• What you are asked to do: Write the data out again, exactly as given.

§ §

Issue #85, opened 2019-08-16
Add rule for `mean(f, x; dims)`


nickrobinson251:
We have rules for `mean`, except for `mean(f, x; dims)` which is new as of Julia v1.3

mzgubic:
The implementation could look a bit like `sum(f, xs)`:

https://github.com/JuliaDiff/ChainRules.jl/blob/ce78d3d3e8aaf6303e1aa7085fdbdfc2d36d1b64/src/rulesets/Base/mapreduce.jl#L69-L94

mcabbott:
Ideally it would probably share code, have a function which for `mean` gets `scale=1/size(...)` or something.

oxinabox:
reopened as i had to revert the fix

PR #619, opened 2022-05-17
Revert "Rule for `mean(f,x)`"

oxinabox:
Reverts JuliaDiff/ChainRules.jl#615

because 
This broke Invenia's code base. Something went wrong with how this works with NamedDims.jl.
I am reverting this til it can be debugged

```
2022-05-17T18:24:11Z	MethodError: no method matching iterate(::Nothing)
2022-05-17T18:24:11Z	Stacktrace:
2022-05-17T18:24:11Z	  [1] indexed_iterate(I::Nothing, i::Int64)
2022-05-17T18:24:11Z	    @ Base ./tuple.jl:89
2022-05-17T18:24:11Z	  [2] rrule(config::Zygote.ZygoteRuleConfig{Zygote.Context}, ::typeof(Statistics.mean), f::NamedDims.NamedDimsArray{(:target, :node), Float32, 2, Matrix{Float32}}, x::StatsBase.AnalyticWeights{Float32, Float32, Vector{Float32}}; dims::Function)
2022-05-17T18:24:11Z	    @ ChainRules ~/.julia/packages/ChainRules/OJ3vT/src/rulesets/Statistics/statistics.jl:26
2022-05-17T18:24:11Z	  [3] rrule(config::Zygote.ZygoteRuleConfig{Zygote.Context}, ::typeof(Statistics.mean), f::NamedDims.NamedDimsArray{(:target, :node), Float32, 2, Matrix{Float32}}, x::StatsBase.AnalyticWeights{Float32, Float32, Vector{Float32}})
2022-05-17T18:24:11Z	    @ ChainRules ~/.julia/packages/ChainRules/OJ3vT/src/rulesets/Statistics/statistics.jl:26
2022-05-17T18:24:11Z	  [4] chain_rrule
2022-05-17T18:24:11Z	    @ ~/.julia/packages/Zygote/DkIUK/src/compiler/chainrules.jl:217 [inlined]
2022-05-17T18:24:11Z	  [5] macro expansion
2022-05-17T18:24:11Z	    @ ~/.julia/packages/Zygote/DkIUK/src/compiler/interface2.jl:0 [inlined]
```

Reopens https://github.com/JuliaDiff/ChainRules.jl/issues/85, reopens https://github.com/FluxML/Zygote.jl/issues/1128

### DIFF
--- a/Project.toml
+++ b/Project.toml
@@ -1,6 +1,6 @@
 name = "ChainRules"
 uuid = "082447d4-558c-5d27-93f4-14fc19e9eca2"
-version = "1.32.0"
+version = "1.32.1"
 
 [deps]
 ChainRulesCore = "d360d2e6-b24c-11e9-a2a3-2a2ae2dbcce4"
--- a/src/rulesets/Statistics/statistics.jl
+++ b/src/rulesets/Statistics/statistics.jl
@@ -6,29 +6,17 @@ _denom(x, dims::Colon) = length(x)
 _denom(x, dims::Integer) = size(x, dims)
 _denom(x, dims) = mapreduce(i->size(x, i), Base.mul_prod, unique(dims), init=1)
 
-function rrule(::typeof(mean), x::AbstractArray{<:Union{Real,Complex,AbstractArray}}; dims=:)
-    y_sum, sum_pullback = rrule(sum, x; dims)
+# TODO: We have `mean(f, x; dims)` as of 1.3.0-DEV.36
+# https://github.com/JuliaDiff/ChainRules.jl/issues/85
+function rrule(::typeof(mean), x::AbstractArray{<:Real}; dims=:)
+    y_sum, sum_pullback = rrule(sum, x; dims=dims)
     n = _denom(x, dims)
     function mean_pullback(ȳ)
-        _, ∂x = sum_pullback(unthunk(ȳ) / n)
+        _, ∂sum_x = sum_pullback(ȳ)
+        ∂x = unthunk(∂sum_x) / n
         return (NoTangent(), ∂x)
     end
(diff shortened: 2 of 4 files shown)


rofinn:
Assuming all other test besides Diffractor.jl I'll merge this.

NOTE: The Diffractor.jl test is being disabled in #620 anyway.

mcabbott:
This is like #522, there's a StatsBase signature with two arrays. Slightly pirate, since std. lib. does allow that, although it doesn't work:
```
julia> using Statistics

julia> mean([1,2], [3,4])
ERROR: MethodError: objects of type Vector{Int64} are not callable
```

rofinn:
Hmm, I think merging the revert seems safer to me for now. I don't think the nightly CI errors should block this, but maybe @mcabbott thinks this shouldn't go in if the fix is sufficiently simple?

oxinabox:
Reverting the revert is also fast.

In general I am strongly in favor of reverting things that cause problems sooner rather than any delay as people start adding work arounds for them and that makes things more disruptive.


Let's do this and then we do not have to rush to get the final solution in.

mcabbott:
Also, https://github.com/FluxML/Zygote.jl/issues/836 is probably the original issue for this.

mcabbott:
Bump, after 6 months? 

See this is the problem with reverting. While everyone was interested, we could have fixed the weird (not-quite-kosher) StatsBase signature in like a day, back in May. But instead, nobody has quite got around to it in half a year.

oxinabox:
I mean yes, but everyone was also too busy. As you can guess from my current burst of activity I am finally having time to work on this stuff again.
Still yes lets look at it, create a reproducer, and fix this.
I will do so presently

PR #620, opened 2022-05-17
Comment out Reverse dependency test of Diffractor

oxinabox:
Diffractor has been broken on nightly for months now.
Til it is fixed it just adds noise to our CI


oxinabox:
This doesn't actually need a version bump.

PR #621, opened 2022-05-21
make `Base.binomial()` non-diff

Moelf:


oxinabox:
I wonder if just defining `Core.Intrinsics.trunc_int` as nondifferentable would be enough

Project.toml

§ §

• Answer area:
Issue #85, opened 2019-08-16
Add rule for `mean(f, x; dims)`


nickrobinson251:
We have rules for `mean`, except for `mean(f, x; dims)` which is new as of Julia v1.3

mzgubic:
The implementation could look a bit like `sum(f, xs)`:

https://github.com/JuliaDiff/ChainRules.jl/blob/ce78d3d3e8aaf6303e1aa7085fdbdfc2d36d1b64/src/rulesets/Base/mapreduce.jl#L69-L94

mcabbott:
Ideally it would probably share code, have a function which for `mean` gets `scale=1/size(...)` or something.

oxinabox:
reopened as i had to revert the fix

PR #619, opened 2022-05-17
Revert "Rule for `mean(f,x)`"

oxinabox:
Reverts JuliaDiff/ChainRules.jl#615

because 
This broke Invenia's code base. Something went wrong with how this works with NamedDims.jl.
I am reverting this til it can be debugged

```
2022-05-17T18:24:11Z	MethodError: no method matching iterate(::Nothing)
2022-05-17T18:24:11Z	Stacktrace:
2022-05-17T18:24:11Z	  [1] indexed_iterate(I::Nothing, i::Int64)
2022-05-17T18:24:11Z	    @ Base ./tuple.jl:89
2022-05-17T18:24:11Z	  [2] rrule(config::Zygote.ZygoteRuleConfig{Zygote.Context}, ::typeof(Statistics.mean), f::NamedDims.NamedDimsArray{(:target, :node), Float32, 2, Matrix{Float32}}, x::StatsBase.AnalyticWeights{Float32, Float32, Vector{Float32}}; dims::Function)
2022-05-17T18:24:11Z	    @ ChainRules ~/.julia/packages/ChainRules/OJ3vT/src/rulesets/Statistics/statistics.jl:26
2022-05-17T18:24:11Z	  [3] rrule(config::Zygote.ZygoteRuleConfig{Zygote.Context}, ::typeof(Statistics.mean), f::NamedDims.NamedDimsArray{(:target, :node), Float32, 2, Matrix{Float32}}, x::StatsBase.AnalyticWeights{Float32, Float32, Vector{Float32}})
2022-05-17T18:24:11Z	    @ ChainRules ~/.julia/packages/ChainRules/OJ3vT/src/rulesets/Statistics/statistics.jl:26
2022-05-17T18:24:11Z	  [4] chain_rrule
2022-05-17T18:24:11Z	    @ ~/.julia/packages/Zygote/DkIUK/src/compiler/chainrules.jl:217 [inlined]
2022-05-17T18:24:11Z	  [5] macro expansion
2022-05-17T18:24:11Z	    @ ~/.julia/packages/Zygote/DkIUK/src/compiler/interface2.jl:0 [inlined]
```

Reopens https://github.com/JuliaDiff/ChainRules.jl/issues/85, reopens https://github.com/FluxML/Zygote.jl/issues/1128

### DIFF
--- a/Project.toml
+++ b/Project.toml
@@ -1,6 +1,6 @@
 name = "ChainRules"
 uuid = "082447d4-558c-5d27-93f4-14fc19e9eca2"
-version = "1.32.0"
+version = "1.32.1"
 
 [deps]
 ChainRulesCore = "d360d2e6-b24c-11e9-a2a3-2a2ae2dbcce4"
--- a/src/rulesets/Statistics/statistics.jl
+++ b/src/rulesets/Statistics/statistics.jl
@@ -6,29 +6,17 @@ _denom(x, dims::Colon) = length(x)
 _denom(x, dims::Integer) = size(x, dims)
 _denom(x, dims) = mapreduce(i->size(x, i), Base.mul_prod, unique(dims), init=1)
 
-function rrule(::typeof(mean), x::AbstractArray{<:Union{Real,Complex,AbstractArray}}; dims=:)
-    y_sum, sum_pullback = rrule(sum, x; dims)
+# TODO: We have `mean(f, x; dims)` as of 1.3.0-DEV.36
+# https://github.com/JuliaDiff/ChainRules.jl/issues/85
+function rrule(::typeof(mean), x::AbstractArray{<:Real}; dims=:)
+    y_sum, sum_pullback = rrule(sum, x; dims=dims)
     n = _denom(x, dims)
     function mean_pullback(ȳ)
-        _, ∂x = sum_pullback(unthunk(ȳ) / n)
+        _, ∂sum_x = sum_pullback(ȳ)
+        ∂x = unthunk(∂sum_x) / n
         return (NoTangent(), ∂x)
     end
(diff shortened: 2 of 4 files shown)


rofinn:
Assuming all other test besides Diffractor.jl I'll merge this.

NOTE: The Diffractor.jl test is being disabled in #620 anyway.

mcabbott:
This is like #522, there's a StatsBase signature with two arrays. Slightly pirate, since std. lib. does allow that, although it doesn't work:
```
julia> using Statistics

julia> mean([1,2], [3,4])
ERROR: MethodError: objects of type Vector{Int64} are not callable
```

rofinn:
Hmm, I think merging the revert seems safer to me for now. I don't think the nightly CI errors should block this, but maybe @mcabbott thinks this shouldn't go in if the fix is sufficiently simple?

oxinabox:
Reverting the revert is also fast.

In general I am strongly in favor of reverting things that cause problems sooner rather than any delay as people start adding work arounds for them and that makes things more disruptive.


Let's do this and then we do not have to rush to get the final solution in.

mcabbott:
Also, https://github.com/FluxML/Zygote.jl/issues/836 is probably the original issue for this.

mcabbott:
Bump, after 6 months? 

See this is the problem with reverting. While everyone was interested, we could have fixed the weird (not-quite-kosher) StatsBase signature in like a day, back in May. But instead, nobody has quite got around to it in half a year.

oxinabox:
I mean yes, but everyone was also too busy. As you can guess from my current burst of activity I am finally having time to work on this stuff again.
Still yes lets look at it, create a reproducer, and fix this.
I will do so presently

PR #620, opened 2022-05-17
Comment out Reverse dependency test of Diffractor

oxinabox:
Diffractor has been broken on nightly for months now.
Til it is fixed it just adds noise to our CI


oxinabox:
This doesn't actually need a version bump.

PR #621, opened 2022-05-21
make `Base.binomial()` non-diff

Moelf:


oxinabox:
I wonder if just defining `Core.Intrinsics.trunc_int` as nondifferentable would be enough

Project.toml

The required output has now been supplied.